■ What the task asks: In the listing that follows, count the lines holding the word "resource" and report only that number.

■ Supplied data:

PR #373, opened 2024-10-25
Fix observed generation

koct9i:
- Fix updates of ObservedGeneration
  ObservedGeneration must show observed generation, not reached one.
  I.e. we must update it as soon as spec update is reflected in status.
  
- tests: cleanup tracking of pods changes
  After update wait for observed generation and check state after that.
  This allows to catch wrong state instantly without waiting timeout.


controllers/sync.go
```diff
@@ -602,21 +604,13 @@ func (r *YtsaurusReconciler) Sync(ctx context.Context, resource *ytv1.Ytsaurus)
 
 		logger.Info("Ytsaurus update was finished and Ytsaurus is running now")
 		err := ytsaurus.SaveClusterState(ctx, ytv1.ClusterStateRunning)
-		if err != nil {
-			return ctrl.Result{}, err
-		}
-		err = ytsaurus.SaveObserverGeneration(ctx, resource.ObjectMeta.Generation)
-		return ctrl.Result{}, err
+		return ctrl.Result{Requeue: true}, err
```
wilwell, line 607: Why do we want to requeue here and in `ClusterStateReconfiguration`? If I understand correctly after change of status.  I suppose you just explicitly  set the requeue here.

pkg/apiproxy/ytsaurus.go
```diff
@@ -115,13 +115,12 @@ func (c *Ytsaurus) SaveClusterState(ctx context.Context, clusterState ytv1.Clust
 	return nil
 }
 
-func (c *Ytsaurus) SaveObserverGeneration(ctx context.Context, generation int64) error {
-	c.ytsaurus.Status.ObservedGeneration = generation
-	if err := c.apiProxy.UpdateStatus(ctx); err != nil {
-		return fmt.Errorf("failed to save observed generation in status: %w", err)
+func (c *Ytsaurus) SyncObservedGeneration() bool {
```
wilwell, line 118: Please add doc line to determine whenever we return true or false.

wilwell (changes requested):

controllers/sync.go
koct9i: Spec might already be updated yet another time.
It's easier to requeue than inline all handling at place.

At next iteration operator does final check that we have reached desired state and do final update of observed generation

or starts next update and also does update of observed generation

pkg/apiproxy/ytsaurus.go
koct9i: Good point

wilwell (approved):

wilwell:
@koct9i  please resolve the conflict with `test/e2e/ytsaurus_controller_test.go`, so I can merge the PR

■ Expected answer: 2